**Task prompt:**
Here are some records; copy every line that holds the word "nice".

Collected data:
PR #1549, opened 2021-12-23
Migrate Create VM Wizard to PF4

rszwajko:
Depends on #1543 

Final part of the PF3 -> PF4 migration. The only remaining PF3 elements are:
1. `react-console` package - details in https://github.com/oVirt/ovirt-web-ui/pull/1525/commits/aa1e22787e6d0e7568686938f91ad7aa17f357b7
2. ~~`VmUserMessages` because PF4 replecement [Notification Drawer](https://www.patternfly.org/v4/components/notification-drawer) is still beta (missing features need to be re-implemented)~~  FIX IN #1584 
3. ~~PF3 styles - they are indirectly used across the product so a clean-up action is required~~  FIX IN #1584


rszwajko:
### Basic step

image

### NICs
image

image

image

image

### Disks

image

image

### Review step

image

### Finished 

image

image

ovirt-infra:
All tests passed

ovirt-infra:
All tests passed

ovirt-infra:
All tests passed

ovirt-infra:
All tests passed

ovirt-infra:
All tests passed

sjd78:
### L&F / interaction issues (based on testing via #1594)

#### Basic Settings Step
- I can change the Memory before selection cluster/source/template or iso/OS but I can't change the total CPUs.  They should both be read only if other data needs to be selected first (e.g. to get the max counts per cluster level).

- The Cluster shows as in error if one isn't selected but only if a name is entered.  Not sure if "invalid" is the best choice, but it is reasonable.  Maybe just start the form with an error on the name and go from there?  No need to rehash the "direct the use through the form" debate we had a few years ago.

- The Cloud-init / sysprep section title seems crowded up against the enable checkbox.  Some top and bottom margins like in the PF3 version would look better.

- The `ExpandableSection` for the CPU topology looks good.

- Would be nice to had a slightly taller content area for the form to avoid scrolling, but it's manageable.

- As noted in the VM Details Details card, the Operation System dropdown needs to scroll.  It is painful to have to scroll the content area instead of the select box.  Same thing would probably happen with a lot of clusters or ISOs or Templates.  Seems like it would be a generic select box issue.

#### Networking Step
- It all looks and works great!

- Maybe the only thing would be static column widths, as the widths tend to jump around between view, edit, save.

#### Storage Step
- The table look and editing looks good.
 
- Picking templates with disks looks good.

- I did NOT test the various permutations of thin/preallocated against the optimized for type or base templates or creation that requires selecting a new target storage domain.

#### Review Step
- I miss the "Review and confirm setting" heading.

- The tooltip on the virtual CPUs doesn't seem to have the content lined up correctly.

- Create button looks good.

#### Create Step
- In progress looks good.

- Success looks good.

- Error looks good (easiest way is to create a VM with the same name as an existing VM).

- "View the VM" and Close are good and work as expected

src/components/CreateVmWizard/steps/Storage.js
```diff
@@ -483,286 +104,311 @@ class Storage extends React.Component {
...
+                            id: `${id}-save`,
+                            icon: (<CheckIcon/>),
+                            isDisabled: !isValid,
+                            onClick: () => onSave({ id, underConstruction }),
+                          },
+                          underConstruction && {
+                            ariaLabel: msg.cancel(),
+                            id: `${id}-cancel`,
+                            icon: (<TimesIcon/>),
+                            // TODO template cannot be edited again
```
sjd78, line 371: Is this still true?

sjd78 (commented):
All of the PF4 changes and the table refactoring look really really nice.

I was worried about loosing any of the disks type handling etc, but I realized that most of that is handled in the sagas and the Thin/Pre dropdown helps drive the underlying disk attributes.  All of the wizard code LGTM.

ovirt-infra:
All tests passed

rszwajko:
@sjd78 

> Basic Settings Step                                                     
>                                                                        
>I can change the Memory before selection cluster/source/template or iso/OS but I can't change the total CPUs. They should both be read only if other data needs to be selected first (e.g. to get the max counts per cluster level).
>                                                                        

This seems not a regression so I would rather fix it under a separate PR.
                                                                        
> The Cluster shows as in error if one isn't selected but only if a name is entered. Not sure if "invalid" is the best choice, but it is reasonable. Maybe just start the form with an error on the name and go from there? No need to rehash the "direct the use through the form" debate we had a few years ago.
>
                                                                        
Done. Validation state was not passed to `TextInput`. Note that focus styling covers (partially) error styling.
                                                                        
> The Cloud-init / sysprep section title seems crowded up against the enable checkbox. Some top and bottom margins like in the PF3 version would look better.
>
                                                                        
Done. Extra margin was added to sub-heading. Note that this looks best after PF3 styling was removed (until then there is double margin).
                                                                        
> Would be nice to had a slightly taller content area for the form to avoid scrolling, but it's manageable.
                                                                        
I agree. However the default Modal used by the Wizard is already `ModalVariant.large` which seems the largest available. Increasing the size even more requires more research. 
                                                                        
>  As noted in the VM Details Details card, the Operation System dropdown needs to scroll. It is painful to have to scroll the content area instead of the select box. Same thing would probably happen with a lot of clusters or ISOs or Templates. Seems like it would be a generic select box issue.
>                                                                      
Not a regression.
                                                                        
> Networking Step                                                         
>                                                                        
> Maybe the only thing would be static column widths, as the widths tend to jump around between view, edit, save.
>                                                                        
This might be tricky - I'd rather move it to another PR.
                                                                        
> Review Step                                                             
>                                                                      
>I miss the "Review and confirm setting" heading.                    
>                                                                       
Done

ovirt-infra:
All tests passed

**Exercise response:**
- Would be nice to had a slightly taller content area for the form to avoid scrolling, but it's manageable.
All of the PF4 changes and the table refactoring look really really nice.
> Would be nice to had a slightly taller content area for the form to avoid scrolling, but it's manageable.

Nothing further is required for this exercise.